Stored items
PR #60, opened 2020-02-12
Convert API to snake_case

### LINKED ISSUE #57: Adopt snake_case instead of camelCase
This is a Python lib.

almarklein:
Closes #57 

* flags: name is CamelCase, field names are UPPERCASE, values are int.
* enums: name is CamelCase, field names are snake_case, values are 'like-this'.
* structs: their fields are the function arguments, so we never refer them by name.
* function args: name is snake_case. 
* function names: name is snake_case.

### DIFF
--- a/examples/triangle.py
+++ b/examples/triangle.py
@@ -105,12 +105,12 @@ def _main(canvas, device):
         alphaToCoverageEnabled=False,
     )
 
-    swap_chain = canvas.configureSwapChain(
+    swap_chain = canvas.configure_swap_chain(
         device, wgpu.TextureFormat.bgra8unorm_srgb, wgpu.TextureUsage.OUTPUT_ATTACHMENT
     )
 
     def drawFrame():
-        current_texture_view = swap_chain.getCurrentTextureView()
+        current_texture_view = swap_chain.get_current_texture_view()
         command_encoder = device.createCommandEncoder()
 
         render_pass = command_encoder.beginRenderPass(
--- a/examples/triangle.py
+++ b/examples/triangle.py
@@ -47,90 +47,92 @@ def fragment_shader(
 def main(canvas):
     """ Regular function to setup a viz on the given canvas.
     """
-    adapter = wgpu.requestAdapter(powerPreference="high-performance")
-    device = adapter.requestDevice(extensions=[], limits=wgpu.GPULimits())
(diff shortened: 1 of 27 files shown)


almarklein:
I'm going to prepare PR's in python-shader and visvis2 to adjust to the new API. Then I'll merge them in quick succession.

wgpu/gui/qt.py
```diff
@@ -37,25 +37,25 @@ def __init__(self, *args, size=None, title=None, **kwargs):
...
         # https://doc.qt.io/qt-5/qt.html#WidgetAttribute-enum  WA_PaintOnScreen
         return None
 
-    def paintEvent(self, event):
-        self._drawFrameAndPresent()
+    def paintEvent(self, event):  # noqa: N802 - this is a Qt method
+        self._draw_frame_and_present()
 
-    def getSizeAndPixelRatio(self):
+    def get_size_and_pixel_ratio(self):
```
Korijn: do you think perhaps the entire Qt widget should have Qt style conventions? eh, it's just a little straining on the eyes :) wouldn't mind merging this as is

examples/triangle.py
```diff
@@ -47,90 +47,92 @@ def fragment_shader(
...
+        vertex_stage={"module": vshader, "entry_point": "main"},
+        fragment_stage={"module": fshader, "entry_point": "main"},
+        primitive_topology=wgpu.PrimitiveTopology.triangle_list,
+        rasterization_state={
+            "front_face": wgpu.FrontFace.ccw,
+            "cull_mode": wgpu.CullMode.none,
+            "depth_bias": 0,
+            "depth_bias_slope_scale": 0.0,
+            "depth_bias_clamp": 0.0,
         },
```
almarklein: Perhaps this illustrates the changes best: 
* the function name is snake_case
* the direct arguments are snake_case
* the "sub-arguments" (keys of args that are dicts) are snake_case
* enums and flags are unchanged.

Korijn:
LGTM!

wgpu/gui/qt.py
almarklein: mmm, that's a good question. I think that since the methods that we add here are part of the wgpu API (they come from an abstract base class), they should be snake_case. It actually makes it clear with what API you're interacting with. But yeah, it does not look qt-ish :/

PR #61, opened 2020-02-19
PyInstaller runtime hook and test

Korijn:
Don't merge until we have approval and alignment with @bjones1 at https://github.com/pyinstaller/pyinstaller/pull/4662

### DIFF
--- a/dev-requirements.txt
+++ b/dev-requirements.txt
@@ -1,4 +1,4 @@
-black
+black==19.10b0
 pytest
 flake8
 pep8-naming
@@ -8,3 +8,4 @@ wheel
 twine
 python-shader>=0.3.4
 auditwheel; sys_platform == 'linux'
+pyinstaller[hook_testing] @ https://github.com/bjones1/pyinstaller/archive/4232a.zip
--- a/.gitignore
+++ b/.gitignore
@@ -27,6 +27,7 @@ parts/
 sdist/
 var/
 wheels/
+wheelhouse/
 *.egg-info/
 .installed.cfg
 *.egg
--- a/setup.py
+++ b/setup.py
@@ -48,10 +48,10 @@ setup(
     url="https://github.com/almarklein/wgpu-py",
     cmdclass={"bdist_wheel": bdist_wheel},
     data_files=[("", ["LICENSE"])],
-    entry_points = {
-        'pyinstaller40': [
-            'hook-dirs = wgpu.__pyinstaller:get_hook_dirs',
-            'tests = wgpu.__pyinstaller:get_test_dirs',
+    entry_points={
+        "pyinstaller40": [
+            "hook-dirs = wgpu.__pyinstaller:get_hook_dirs",
+            "tests = wgpu.__pyinstaller:get_test_dirs",
         ],
     },
 )
--- a/setup.py
+++ b/setup.py
@@ -48,4 +48,10 @@ setup(
     url="https://github.com/almarklein/wgpu-py",
     cmdclass={"bdist_wheel": bdist_wheel},
     data_files=[("", ["LICENSE"])],
+    entry_points = {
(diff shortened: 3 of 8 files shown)


Korijn:
@almarklein do you have any idea why we are seeing this output?

```
/tmp/clockuh5m3lmu.c:2:1: warning: return type defaults to ‘int’ [-Wimplicit-int]
 main (int argc, char **argv) {
 ^
```

dev-requirements.txt
```diff
@@ -1,4 +1,4 @@
-black
+black==19.10b0
 pytest
```
almarklein: ?

almarklein:
Odd. I do see `FileNotFoundError: [Errno 2] No such file or directory: 'wgpu.h'`  too. So maybe it loads the library without a h-file *somehow*?

dev-requirements.txt
Korijn: I use pipenv to install from the dev-requirements.txt file, and because black is still in "pre-release" it will refuse to install it. I can force pipenv by being specific about the version that I want. I can revert this change if you want

Korijn:
> Odd. I do see `FileNotFoundError: [Errno 2] No such file or directory: 'wgpu.h'` too. So maybe it loads the library without a h-file _somehow_?

I check; `resource_filename("wgpu.h")` just returns `"wgpu.h"` which is very odd.

> Running locally I get `No module named 'wgpu.resources'`.

Well, it isn't a module, is it? I wouldn't expect it to be importable. It's just a folder with some data and binary files.

almarklein:
> Well, it isn't a module, is it?

Doesn't `pkg_resources` want it to be a subpackage? I think that is why we put an `__init__.py` in that dir.

Korijn:
Figured it out thanks to your comment :)

almarklein:
Hooza!

bjones1:
I've reviewed this from a PyInstaller perspective and it looks good to me! Thanks for working on this. Next steps I can think of:

1. How soon will you release this on PyPI? If it's soon, I'd like to update the PyInstaller requirements to install your package from PyPI then run the bundled tests it contains. If it's not soon, I can update the requirements to install from this github repo until it's released.
2. Until https://github.com/pyinstaller/pyinstaller/pull/4662 is merged, main-line PyInstaller won't use this. Would you prefer to:

    1. Tell wgpu users that want to package their installation to install from the PR branch instead?
    2. I could merge the current hook in PyInstaller, then revert that after the merge.

Also, any feedback on the process / refinements to the docs you could suggest?

Korijn:
> How soon will you release this on PyPI?

We are releasing every few weeks at the moment, so probably next week.

> Until pyinstaller/pyinstaller#4662 is merged, main-line PyInstaller won't use this

We can wait a while; we're still in early days (think alpha versions). How long do you think it will take?

> Also, any feedback on the process / refinements to the docs you could suggest?

I like the proposed setup where we define a test and then you also run it, so that both you and us verify our pyinstaller hook is working, but I missed a conceptual explanation about that. It took me a while to understand who is supposed to run tests. Turns out it was _both of us_. :)

bjones1:
Would you let me know when this code is released? I'll then add it to the packages PyInstaller runs tests on.

I'm guessing a month to get this merged in PyInstaller. If it takes longer, we can pursue another approach.

Thanks re: the docs. I've updated them to include a better test description at https://pyinstaller-sample-hook.readthedocs.io/en/latest/. Does this help?

Korijn:
Yes, that does help! Nice improvement.

We are fine waiting a month. :)

I will go ahead and merge this, will notify you on the other PR once a release is available!

bjones1:
Great! I appreciate your willingness to try this out and your feedback. I look forward to the release!

PR #62, opened 2020-02-19
WIP: Progress

almarklein:
* [x] Index buffers


wgpu/backend/rs.py
```diff
@@ -863,18 +863,25 @@ def draw(self, vertex_count, instance_count, first_vertex, first_instance):
         )
 
     # wgpu.help('Buffer', 'Size64', 'renderencoderbasedrawindirect', dev=True)
-    def draw_indirect(self, indirect_buffer, indirect_offset):
-        raise NotImplementedError()
+    # def draw_indirect(self, indirect_buffer, indirect_offset):
+    #     raise NotImplementedError()
```
Korijn: what's that? draw indirect?

almarklein: Something like [this](https://www.khronos.org/opengl/wiki/GLAPI/glDrawArraysIndirect) I assume.

PR #64, opened 2020-03-05
Rename backend -> backends

almarklein:
Seems to make more sense (as in https://github.com/almarklein/visvis2/issues/16).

#### About this task
Return the lines of the records that include the string "flags".

#### Solution to the problem
* flags: name is CamelCase, field names are UPPERCASE, values are int.
* enums and flags are unchanged.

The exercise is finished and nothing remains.